Search the data for the word "spawn" and copy every line that contains it.

------ Records to use

Issue #396, opened 2024-08-05
[Feature]: Use actual deposit and withdrawal fields within the deposits and withdrawals.


AshtonStephens:
# Feature - Use actual deposit and withdrawal fields within the deposits and withdrawals.

## 1. Description

Use actual deposit and withdrawal fields within the deposits and withdrawals. The current implementation uses dummy fields to populate some of the table; this PR is to populate the fields correctly.

### 1.1 Context & Purpose

Use actual deposit and withdrawal fields within the deposits and withdrawals. The current implementation uses dummy fields to populate some of the table; this PR is to populate the fields correctly.

## 2. Technical Details:

The fields will need to be compiled with the `sbtc` common crate to extract data from the transactions, and will also need to populate the fields correctly. This will also require updates to the unit tests.

To use the `sbtc` library we many need to run the API as a simple `warp` service instead of spinning up a whole lambda simulation locally. This requires more investigation.

### 2.1 Acceptance Criteria:
   - [ ] The API can run locally using the common `sbtc` crate.
   - [ ] The API can properly use the fields from the transactions.
   - [ ] The PR is added and merged

AshtonStephens:
This ticket is necessary for the MVP deposit flow.

AshtonStephens:
Blocked by https://github.com/stacks-network/sbtc/pull/629, which is necessary for pulling in the `sbtc` crate to not make the `devenv` environment uncompilable.

AshtonStephens:
#629 is merged, working on this

PR #635, opened 2024-10-09
396 feature use actual deposit and withdrawal fields within the deposits and withdrawals

AshtonStephens:
## Description

Closes: #396 

## Changes

This PR lets the Emily API take parameters from the deposit and reclaim scripts.

## Testing Information

Tested with a new unit test.

Note that this change breaks a lot of integration tests - I'm adding that in a follow on PR so as not to clutter this one.

## Checklist:


emily/handler/src/api/handlers/deposit.rs
```diff
@@ -242,6 +252,42 @@ pub async fn create_deposit(
...
+/// Convert scripts to resource parameters.
+///
+/// This function is used to convert the deposit and reclaim scripts into the
+/// parameters that are stored in the database.
+fn scripts_to_resource_parameters(
+    deposit_script: &String,
+    reclaim_script: &String,
+) -> Result<ScriptParameters, Error> {
+    let bytes = hex::decode(deposit_script)?;
+    let script = ScriptBuf::from(bytes);
```
matteojug, line 271: nit: `ScriptBuf::from_hex` (also below)

sbtc/src/deposits.rs
```diff
@@ -352,9 +352,9 @@ pub struct ReclaimScriptInputs {
     /// script. It is not allowed to exceed the bounds expected for a
     /// 5-byte lock-time in bitcoin-core. It is also not allowed to have
     /// the [`SEQUENCE_LOCKTIME_DISABLE_FLAG`] bit set.
-    lock_time: i64,
+    pub lock_time: i64,
     /// The reclaim script after the <locked-time> OP_CSV part of the script
-    script: ScriptBuf,
+    pub script: ScriptBuf,
```
matteojug, line 357: Given we have some validation in the `ReclaimScriptInputs::try_new` fn below, maybe it's better to add some getters and keep the fields private to avoid people from (incorrectly) instantiate this

emily/handler/src/api/models/deposit/mod.rs
```diff
@@ -79,7 +79,7 @@ pub struct DepositParameters {
     /// the transaction.
     pub max_fee: u64,
     /// Bitcoin block height at which the reclaim script becomes executable.
-    pub lock_time: u64,
+    pub lock_time: i64,
```
cylewitruk, line 82: Why `i64` now? Can this be negative?

emily/handler/src/common/error.rs
```diff
@@ -247,6 +248,16 @@ impl From<serde_dynamo::Error> for Error {
         Error::Debug(format!("serde_dynamo::Error - {err:?}"))
     }
 }
+impl From<FromHexError> for Error {
```
cylewitruk, line 251: Not sure if this becomes irrelevant if you make the `ScriptBuf::from_hex(..)` change @matteojug suggested

sbtc/src/deposits.rs
djordon: Yeah, I agree.

emily/handler/src/api/models/deposit/mod.rs
djordon: We can actually make this a `u64` if we add a getter to the `ReclaimScriptInputs` struct for the `lock_time` that returns a `u64`. When you create that struct we check that the `lock_time` is positive, so the `TryFrom` conversion will always succeed. Hmmm, there are a few small fixes that I'm going to be pushing, I'll add this in there.

djordon: I added a getter in the reclaim script type in https://github.com/stacks-network/sbtc/pull/642 (along with some other slight changes)

emily/handler/src/api/handlers/deposit.rs
```diff
@@ -242,6 +252,42 @@ pub async fn create_deposit(
...
+    lock_time: i64,
+}
+
+/// Convert scripts to resource parameters.
+///
+/// This function is used to convert the deposit and reclaim scripts into the
+/// parameters that are stored in the database.
+fn scripts_to_resource_parameters(
+    deposit_script: &String,
+    reclaim_script: &String,
```
djordon, line 268: Typically, you would use a `&str` here instead of a `&String`. I'm actually surprised that clippy didn't through a warning here.

AshtonStephens: Done!

emily/handler/src/api/handlers/deposit.rs
```diff
@@ -300,3 +339,30 @@ pub async fn update_deposits(
...
+#[cfg(test)]
+mod tests {
+
+    use super::*;
+    use sbtc::testing::{self, deposits::TxSetup};
+    use test_case::test_case;
+
+    #[test_case(15000, 500_000, 150; "All parameters are normal numbers")]
+    #[test_case(0, 0, 0; "All parameters are zeros")]
+    fn test_scripts_to_resource_parameters(max_fee: u64, amount_sats: u64, lock_time: u32) {
```
matteojug, line 353: nit: why `lock_time: u32`, given that below is used as i64 and u64?

matteojug (approved):

emily/handler/src/api/handlers/deposit.rs
AshtonStephens: Because `tx_setup` still takes an `i64`, and only an unsigned 32 or fewer bit number can always be cast to both a `u64` and a `i64`

PR #643, opened 2024-10-10
chore: move block observer testing stuff around

cylewitruk:
## Description

Writing some block observer tests and the file was getting a bit long, so I refactored out the test harness etc. to a separate file in `testing` like we do for the signer & coordinator.

Pulling this into a separate PR to make review easy.

## Changes

95% organizational, the rest is just cargo fmt + clippy + some getters on the test harness since now the fields aren't directly accessible from tests in the "real" block observer file.

## Testing Information

Nothing special, everything is as before.

## Checklist:


djordon (approved):
Looks good ✅

Issue #630, opened 2024-10-08
[Tech Debt]: Fix lack of integration tests for Signing and broadcast Stacks transactions


AshtonStephens:
## Description

PR that introduced tech-debt: #617

We didn't include integration tests for the feature in this ticket in order to sprint toward deposit flow demo.

djordon:
This was done for deposits in https://github.com/stacks-sbtc/sbtc/pull/874 and for withdrawals in https://github.com/stacks-sbtc/sbtc/pull/1403.

PR #650, opened 2024-10-10
Add integration test for complete deposit stacks tx

matteojug:
## Description

Partially address https://github.com/stacks-network/sbtc/issues/630
Add an integration test for the create-sign-send flow for complete deposit stacks tx.

## Changes

Add the integration test, also:
 - Add some `pub` around in test code to reuse some logic
 - Add dummy impl for `estimate_fee_rate` and `get_last_fee` since in the test we are using a real bitcoin client 

## Testing Information

New test is green.

## Checklist:


signer/tests/integration/transaction_coordinator.rs
```diff
@@ -0,0 +1,331 @@
...
+            });
+        })
+        .await;
+
+    // Get the private key of the coordinator of the signer set.
+    let private_key = select_coordinator(&setup.sweep_block_hash.into(), &signer_info);
+
+    // TODO: should the tx coordinator evloop use its private key instead of `config().signer.private_key`?
+    let mut coordinator_ctx = context.clone();
+    coordinator_ctx.inner.config_mut().signer.private_key = private_key;
```
matteojug, line 259: Code ref: https://github.com/stacks-network/sbtc/pull/650/files#diff-35276625f928b2224c6df10468d8afee7dcf4168f01de937a30650e521b90bc2R439

With the updated impl (where the coordinator does not sign the tx) this is relevant only if num_signers is 1. Still, as we pass the `private_key` to `TxCoordinatorEventLoop`, should we use that one instead of loading it from the config?

signer/tests/integration/transaction_coordinator.rs
```diff
@@ -0,0 +1,331 @@
...
+
+    // This task logs all transactions broadcasted by the coordinator.
+    let mut wait_for_transaction_rx = broadcasted_transaction_tx.subscribe();
+    let wait_for_transaction_task =
+        tokio::spawn(async move { wait_for_transaction_rx.recv().await });
+
+    // Setup the stacks client mock to broadcast the transaction to our channel.
+    context
+        .with_stacks_client(|client| {
+            client.expect_submit_tx().times(1..).returning(move |tx| {
```
djordon, line 240: There should be exactly one `submit_tx` call here.

signer/tests/integration/transaction_coordinator.rs
djordon: They should be the same. We should remove the field from both `TxCoordinatorEventLoop` and `TxSignerEventLoop`, and always use the one in the config (just not in this PR). 

I would remove this line and the corresponding `config_mut` method that was added to the context.

signer/tests/integration/transaction_coordinator.rs
```diff
@@ -0,0 +1,331 @@
...
+        network: network.connect(),
+        private_key,
+        context_window,
+        threshold: signing_threshold as u16,
+        signing_round_max_duration: Duration::from_secs(10),
+    };
+    let tx_coordinator_handle = tokio::spawn(async move { tx_coordinator.run().await });
+
+    // TODO: here signers use all the same storage, should we use separate ones?
+    let event_loop_handles: Vec<_> = signer_info
```
djordon, line 273: Kinda. Ideally, they should all use separate `PgStore` objects pointing to separate postgres databases because it makes for a more convincing test. But this is pretty good as is, I'm convinced that the code that is being tested "works".

signer/src/context/mod.rs
```diff
@@ -121,6 +121,12 @@ where
             emily_client,
         }
     }
+
+    /// Testing method to alter the internal config
+    #[cfg(feature = "testing")]
+    pub fn config_mut(&mut self) -> &mut Settings {
+        &mut self.config
+    }
```
djordon, line 129: Hmmm, I think we can do without this.

djordon (commented):
Looks good! The new `config_mut` is unnecessary so we should remove it. Also, we should probably using separate databases in the test too.

signer/tests/integration/transaction_coordinator.rs
matteojug: Yeah makes sense, once all the pieces land on main we can add a "complete" integration test running all the signers separately.

djordon (approved):
Looks good 🚢

Issue #651, opened 2024-10-11
[Feature]: Store bootstrap signing set info in the config


djordon:
# Feature - Store bootstrap signing set info in the config

## 1. Description

When the signers first boot up they do not know:
1. Who they are allowed to talk to, and relatedly
2. Who is supposed to be in the signing set.

This ticket proposes, at least for right now, putting the public keys of the accepted signers in their config. This can solve both of the issues above: for (1), since each peer ID is based off of the public key of the peer, a signer can filter incoming connections from the peer ID; for (2) this serves as the inputs for when we can begin distributed key generation (DKG), and who the initial signing set is supposed to be.

### 1.1 Context & Purpose

During the bootstrap phase when we start running the signers, they will not have a rotate keys transaction to look to for figuring out the signing set. With this change they should still be able to identify who is in the signing set.

### 2.1 Acceptance Criteria:
   - [ ] Add new fields into the config for the bootstrap signing wallet. 
   - [ ] Add a function for loading the `SignerWallet` from the config if a `rotate-keys` transaction is not in the database.

## 3. Related Issues and Pull Requests (optional):

* https://github.com/stacks-network/sbtc/issues/590. Having this in the config will allow us to know when we can start DKG.

PR #654, opened 2024-10-11
feat: store bootstrap signing set info in the config

djordon:
## Description

Closes https://github.com/stacks-network/sbtc/issues/651.

## Changes

* Add two new fields to the config for the bootstrap signing set and the number of signatures required for signing transactions.
* Add a function to the `SignerWallet` type for loading the bootstrap wallet from the config.
* Update the signing set public keys in the stacks config and our test fixtures to align with the keys from https://github.com/stacks-network/sbtc/blob/5073358ca47ef4f8188af7a69e393c571fab5b0b/devenv/local/docker-compose/sbtc-signer/README.md#L26-L72

## Testing Information

I added tests for the config fields and a test for loading the wallet from the config.

## Checklist:


AshtonStephens (approved):
LGTM

signer/src/config/default.toml
aldur, line 1: Is the plan to leave this as the default config or to fail if the caller does not override this in prod? I am worried this might eventually lead to confusion.

djordon: We can't leave this as the default config in prod or testnet. Several values need to change based on the environment and who is running the signer, such as the private key, the network kind, database endpoints, and so on. Also, when running the signer, we require the user to specify the location of the config.

But we should consider renaming the file to something like `default-regtest.toml` or something like that so that no one gets the wrong idea.

Issue #652, opened 2024-10-11
[Feature]: Use bootstrap keys when missing `rotate-keys` transactions


djordon:
# Feature - Use bootstrap keys when missing `rotate-keys` transactions

## 1. Description

The signer currently fails whenever we are missing a `rotate-keys` transaction. Instead we should fallback to the a set of bootstrap public keys if the `rotate-keys` transaction is missing for signing Stacks transactions and determining the signing set. For Bitcoin transactions we should fallback to the last known distributed key generation (DKG) keys.

### 1.1 Context & Purpose

This is necessary during the bootstrap phase since we need some keys when submitting the first `rotate-keys` contract call transaction and signing Bitcoin transactions.

## 2. Technical Details:

Modify the functions that get the signing set to fall back on the bootstrap keys or DKG keys if there are no key-rotation transactions successfully confirmed in the database.

### 2.1 Acceptance Criteria:

   - [ ] For Stacks transactions, fallback to the bootstrap signing set if there are no confirmed and successful `rotate-key` transactions.
   - [ ] For Bitcoin transactions, fallback to the DKG keys and associated signing set when there are no confirmed and successful `rotate-key` transactions.

## 3. Related Issues and Pull Requests (optional):

* This depends on https://github.com/stacks-network/sbtc/issues/651.

PR #655, opened 2024-10-11
feat: use bootstrap signing set when missing rotate keys tx

djordon:
## Description

Closes https://github.com/stacks-network/sbtc/issues/652.

## Changes

* Add a column into the `dkg_shares` with the signing set information.
* Fallback to the last known DKG aggregate key if there are no key rotation transactions. **Edit**: I'm actually a little nervous about using the DKG keys by timestamp, since this isn't guaranteed to be consistent across signers. Might be best to tie it to the bitcoin block that it was done over. Created https://github.com/stacks-network/sbtc/issues/661 for this.
* Fallback to the bootstrap signing set if there are no key rotation transactions.

## Testing Information

~This still needs an integration test for the query and another integration test for the fallback behaviors.~

## Checklist:


signer/src/transaction_signer.rs
```diff
@@ -514,7 +504,7 @@ where
                 ..
             }) => {
                 tracing::info!("DKG ended in failure: {fail:?}");
```
cylewitruk, line 518: Nothing you did here but just noticed that this should probably be an error/warn.

signer/src/transaction_signer.rs
```diff
@@ -762,21 +752,27 @@ where
...
-        Ok(signer_set)
+        let db = self.context.get_storage();
+
+        // Get the last rotate-keys transaction from the database on the
+        // canonical Stacks blockchain (which we identify using the
+        // canonical bitcoin blockchain). If we don't have such a
+        // transaction then get the bootstrap keys from our config.
+        match db.get_last_key_rotation(chain_tip).await? {
+            Some(last_key) => Ok(last_key.signer_set.into_iter().collect()),
+            None => Ok(self.context.config().signer.bootstrap_signing_set()),
```
matteojug, line 774: Should we have an intermediate fallback here to the DKG shares, like we do in tx coordinator?

matteojug (commented):
Do we need to change the pg `get_deposit_request_signer_votes` impl to take into account the fallback strategy? Otherwise, IIUC, since we are not writing key rotations (and instead rely on the fallback, especially for the demo) we will not get deposit votes.

signer/tests/integration/postgres.rs
```diff
@@ -1364,6 +1367,79 @@ async fn get_signers_script_pubkeys_returns_non_empty_vec_old_rows() {
...
+    // Let's create some random DKG shares and store them in the database.
+    // When we fetch the last one, there is only one to get, so nothing
+    // surprising yet.
+    let shares: model::EncryptedDkgShares = fake::Faker.fake_with_rng(&mut rng);
+    db.write_encrypted_dkg_shares(&shares).await.unwrap();
+
+    let stored_shares = db.get_last_encrypted_dkg_shares().await.unwrap();
+    assert_eq!(stored_shares.as_ref(), Some(&shares));
+
+    // Now let's pretend that we somehow insert into the database some
```
cylewitruk, line 1393: This works but wouldn't it have been a little easier to just `db.write_encrypted_dkg_shares()` a few times with a few ms inbetween and tested that the newest row is consistently returned? :see_no_evil:

signer/src/transaction_signer.rs
djordon: Good catch, yes we need to update that query to use the `dkg_share` table if the `rotate_keys_transactions` table is empty.

signer/tests/integration/transaction_coordinator.rs
```diff
@@ -325,3 +331,111 @@ async fn process_complete_deposit() {
...
+    let test_data = TestData::generate(&mut rng, &[], &test_params);
+    test_data.write_to(&db).await;
+
+    // We always need the chain tip.
+    let chain_tip = db.get_bitcoin_canonical_chain_tip().await.unwrap().unwrap();
+
+    // We have no rows in the DKG shares table and no rotate-keys
+    // transactions, so this should error
+    let ans = coord.get_signer_set_and_aggregate_key(&chain_tip).await;
+    assert!(ans.is_err());
```
cylewitruk, line 385: I wouldn't be sad if this tested for the correct error (`matches!`)

signer/tests/integration/transaction_coordinator.rs
```diff
@@ -325,3 +331,111 @@ async fn process_complete_deposit() {
...
+        .await
+        .unwrap();
+
+    let shares_signer_set: BTreeSet<PublicKey> =
+        shares.signer_set_public_keys.iter().copied().collect();
+
+    assert_eq!(shares.aggregate_key, aggregate_key);
+    assert_eq!(shares_signer_set, signer_set);
+
+    // Okay not we write a rotate-keys transaction into the database. To do
```
cylewitruk, line 404:
```suggestion
    // Okay now we write a rotate-keys transaction into the database. To do
```

signer/tests/integration/transaction_signer.rs
```diff
@@ -170,3 +183,95 @@ async fn should_be_able_to_participate_in_signing_round() {
         .collect()
         .await;
 }
+
+/// Test that [`TxSignerEventLoop::get_signer_public_keys`] falls back to
```
cylewitruk, line 187: Should this be falling back to DKG as well if no rotate-keys tx?

cylewitruk (commented):
Looks good in general, just a few minor comments/suggestions/questions

signer/src/storage/postgres.rs
```diff
@@ -981,6 +982,28 @@ impl super::DbRead for PgStore {
         .map_err(Error::SqlxQuery)
     }
 
+    async fn get_last_encrypted_dkg_shares(
```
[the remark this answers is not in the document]
djordon: 👍🏽 will update.

signer/tests/integration/postgres.rs
djordon: yeah that's better. I'll do that.

signer/src/transaction_signer.rs
djordon: Fixed in https://github.com/stacks-network/sbtc/pull/655/commits/7d8ae77e7f816e9e949ea8e95c611c68af19afbb.

signer/tests/integration/transaction_signer.rs
djordon: It doesn't need to. That function wants to return the currently known signing set on the stacks network. If there are no confirmed rotate-keys transaction on the canonical stacks blockchain then the Stacks network will think the signing set is the ones from our config.

cylewitruk: Ah okay, thx

signer/tests/integration/transaction_coordinator.rs
djordon: Updated in https://github.com/stacks-network/sbtc/pull/655/commits/0362a3eb90a0ea06d227866197ddec65e6e092d6

signer/tests/integration/transaction_coordinator.rs
djordon: Done in https://github.com/stacks-network/sbtc/pull/655/commits/0362a3eb90a0ea06d227866197ddec65e6e092d6.

signer/tests/integration/postgres.rs
djordon: Done in https://github.com/stacks-network/sbtc/pull/655/commits/0362a3eb90a0ea06d227866197ddec65e6e092d6

cylewitruk (approved):
Lgtm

------------

## [Result of this exercise]
+        tokio::spawn(async move { wait_for_transaction_rx.recv().await });
+    let tx_coordinator_handle = tokio::spawn(async move { tx_coordinator.run().await });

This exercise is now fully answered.